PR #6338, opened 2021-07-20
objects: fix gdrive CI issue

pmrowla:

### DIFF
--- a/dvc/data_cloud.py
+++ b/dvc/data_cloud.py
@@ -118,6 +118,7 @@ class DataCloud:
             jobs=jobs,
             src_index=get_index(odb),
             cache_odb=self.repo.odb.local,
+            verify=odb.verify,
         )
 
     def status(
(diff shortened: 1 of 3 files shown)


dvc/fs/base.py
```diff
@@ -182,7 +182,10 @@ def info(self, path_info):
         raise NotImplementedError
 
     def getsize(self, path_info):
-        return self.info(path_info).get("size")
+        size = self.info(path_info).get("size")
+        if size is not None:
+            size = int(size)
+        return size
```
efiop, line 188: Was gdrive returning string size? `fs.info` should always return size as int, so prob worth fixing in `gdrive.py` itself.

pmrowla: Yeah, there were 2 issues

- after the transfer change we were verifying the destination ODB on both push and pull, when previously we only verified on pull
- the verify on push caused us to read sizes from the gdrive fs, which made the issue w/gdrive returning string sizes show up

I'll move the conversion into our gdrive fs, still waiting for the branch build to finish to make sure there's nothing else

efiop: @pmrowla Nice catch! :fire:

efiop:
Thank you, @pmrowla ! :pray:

- _Work item_
Would you output the whole listing exactly as written?

- _Output below_
PR #6338, opened 2021-07-20
objects: fix gdrive CI issue

pmrowla:

### DIFF
--- a/dvc/data_cloud.py
+++ b/dvc/data_cloud.py
@@ -118,6 +118,7 @@ class DataCloud:
             jobs=jobs,
             src_index=get_index(odb),
             cache_odb=self.repo.odb.local,
+            verify=odb.verify,
         )
 
     def status(
(diff shortened: 1 of 3 files shown)


dvc/fs/base.py
```diff
@@ -182,7 +182,10 @@ def info(self, path_info):
         raise NotImplementedError
 
     def getsize(self, path_info):
-        return self.info(path_info).get("size")
+        size = self.info(path_info).get("size")
+        if size is not None:
+            size = int(size)
+        return size
```
efiop, line 188: Was gdrive returning string size? `fs.info` should always return size as int, so prob worth fixing in `gdrive.py` itself.

pmrowla: Yeah, there were 2 issues

- after the transfer change we were verifying the destination ODB on both push and pull, when previously we only verified on pull
- the verify on push caused us to read sizes from the gdrive fs, which made the issue w/gdrive returning string sizes show up

I'll move the conversion into our gdrive fs, still waiting for the branch build to finish to make sure there's nothing else

efiop: @pmrowla Nice catch! :fire:

efiop:
Thank you, @pmrowla ! :pray:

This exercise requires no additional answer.